Camouflaged Easy Targets

The Fat Men and Little Boys can be used as political deterrents and for sabre-rattling between hostile nations. The unfortunate fact is that more casualties are caused by small-scale high-impact attacks by ‘loners’, sleeper cells and little known fringe groups around the world, which thrive because of a lack of effective surveillance.

A trait of these individuals/groups is that they do not show on the radar (suspect list or surveillance category) of the authorities as they do not come under the government classification of ‘suspects’.

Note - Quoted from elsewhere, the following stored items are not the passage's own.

PR #3122, opened 2021-07-20
test: fix prune mode test

SWvheerden:
add pruned mode pruning check

Currently, all prune mode cucumber tests do not test prune nodes, but rather runs as archival nodes. This fixes the prune mode test to correctly run with prune mode nodes.
This also refactors the chain_meta to not send out the config setting pruning horizon, but rather send out the actual effective pruned height. 
## How Has This Been Tested?

Tests that prune node test actual pass after the fix, but fail before the sync. 
Added a test that ensures prune nodes perform pruning.

## Checklist:

### DIFF
--- a/applications/tari_app_grpc/proto/base_node.proto
+++ b/applications/tari_app_grpc/proto/base_node.proto
@@ -241,9 +241,8 @@ message MetaData {
     uint64 height_of_longest_chain = 1;
     // The block hash of the current tip of the longest valid chain, or `None` for an empty chain
     bytes best_block = 2;
-    // The number of blocks back from the tip that this database tracks. A value of 0 indicates that all blocks are
-    // tracked (i.e. the database is in full archival mode).
-    uint64 pruning_horizon = 4;
+    // This is the min height this node can provide complete blocks for. A 0 here means this node is archival and can provide complete blocks for every height.
+    uint64 pruned_height = 6;
     // The current geometric mean of the pow of the chain tip, or `None` if there is no chain
     bytes accumulated_difficulty = 5;
 }
--- a/base_layer/core/src/base_node/proto/chain_metadata.rs
+++ b/base_layer/core/src/base_node/proto/chain_metadata.rs
@@ -40,14 +40,20 @@ impl TryFrom<proto::ChainMetadata> for ChainMetadata {
         let mut acc_diff = [0; ACC_DIFFICULTY_ARRAY_LEN];
         acc_diff.copy_from_slice(&metadata.accumulated_difficulty[0..ACC_DIFFICULTY_ARRAY_LEN]);
         let accumulated_difficulty = u128::from_be_bytes(acc_diff);
+        let height_of_longest_chain = metadata
+            .height_of_longest_chain
+            .ok_or_else(|| "Height of longest chain is missing".to_string())?;
+        let pruning_horizon = if metadata.pruned_height == 0 {
+            metadata.pruned_height
+        } else {
+            height_of_longest_chain.saturating_sub(metadata.pruned_height)
+        };
 
         Ok(ChainMetadata::new(
-            metadata
-                .height_of_longest_chain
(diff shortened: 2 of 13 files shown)


base_layer/core/src/base_node/proto/chain_metadata.rs
```diff
@@ -40,13 +40,19 @@ impl TryFrom<proto::ChainMetadata> for ChainMetadata {
         let mut acc_diff = [0; ACC_DIFFICULTY_ARRAY_LEN];
         acc_diff.copy_from_slice(&metadata.accumulated_difficulty[0..ACC_DIFFICULTY_ARRAY_LEN]);
         let accumulated_difficulty = u128::from_be_bytes(acc_diff);
+        let height_of_longest_chain = metadata
+            .height_of_longest_chain
+            .ok_or_else(|| "Height of longest chain is missing".to_string())?;
+        let pruning_horizon = if metadata.effective_pruned_height == 0 {
+            metadata.effective_pruned_height
+        } else {
+            height_of_longest_chain - metadata.effective_pruned_height
```
sdbondi: This is untrusted data, so use `saturating_sub` here (`Sub` impl will panic on underflow)

applications/tari_app_grpc/proto/base_node.proto
```diff
@@ -235,9 +235,8 @@ message MetaData {
     uint64 height_of_longest_chain = 1;
     // The block hash of the current tip of the longest valid chain, or `None` for an empty chain
     bytes best_block = 2;
-    // The number of blocks back from the tip that this database tracks. A value of 0 indicates that all blocks are
-    // tracked (i.e. the database is in full archival mode).
-    uint64 pruning_horizon = 4;
+    // This is the min height this node can provide complete blocks for. A 0 here means this node is archival and can provide complete blocks for every height.
+    uint64 effective_pruned_height = 6;
```
sdbondi: This was renamed to `pruned_height`, so better to keep it consistent.

integration_tests/features/Propagation.feature
```diff
@@ -90,4 +90,18 @@ Feature: Block Propagation
...
+    Given I have a pruned node PNODE1 connected to node SENDER with pruning horizon set to 5
+    When I mine a block on SENDER with coinbase CB1
+    When I mine 2 blocks on SENDER
+    When I create a transaction TX1 spending CB1 to UTX1
+    When I submit transaction TX1 to SENDER
+    When I mine 1 blocks on SENDER
+    Then TX1 is in the MINED of all nodes
+    When I mine 17 blocks on SENDER
+    Then all nodes are on the same chain at height 20
+    Then node PNODE1 has its effective pruned height at 15
```
sdbondi:
```suggestion
    Then node PNODE1 has a pruned height of 15
```

sdbondi (commented):
Looks good - left some comments

applications/tari_app_grpc/proto/base_node.proto
SWvheerden: Do you want to rename the RPC call to just pruned_height as well? I named this to match the RPC proto file name

stringhandler: I prefer `pruned_height` as well. Fun fact, I suggested the name `effective_pruned_height` to Yuko a long time ago and I always regretted the long name

integration_tests/helpers/baseNodeClient.js
```diff
@@ -83,6 +83,13 @@ class BaseNodeClient {
       .then((tip) => parseInt(tip.metadata.height_of_longest_chain));
   }
 
+  getEffectiveHeight() {
```
stringhandler: This name is misleading, should be `getPrunedHeight`

stringhandler (dismissed):

stringhandler (approved):

sdbondi (approved):
utACK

Another trait of many people used by extremist groups, either through direct recruitment or through indoctrination, is that most of them are young, educated, from reasonably well-to-do backgrounds. More often than not indoctrination happens through local influence groups (like religious institutions or community-based organisations) or through the Internet (websites, chat rooms and networking sites) as in the case of Breivik. The Internet provides fundamentalists the manna that changes the world view of gullible people like Breivik. A fact, which many fail to see, is that most of the arguments and conclusions are based on specious arguments and discussions.

Shiver Down The Spine

Timothy J McVeigh, the 1995 Oklahoma City bomber whose act of lunacy claimed the lives of 168 people, commented thus on his deed, “Isn’t it kind of scary that one man could wreak this kind of hell?” McVeigh’s reflection of his work should send a shiver down the spine of every law enforcement officer. Imagine the many McVeighs and Breiviks who can be or are misguided. If July 22 has a message it is that no longer can any country afford to be naïve. While focusing on the trouble from outside it cannot ignore the rumbles from within.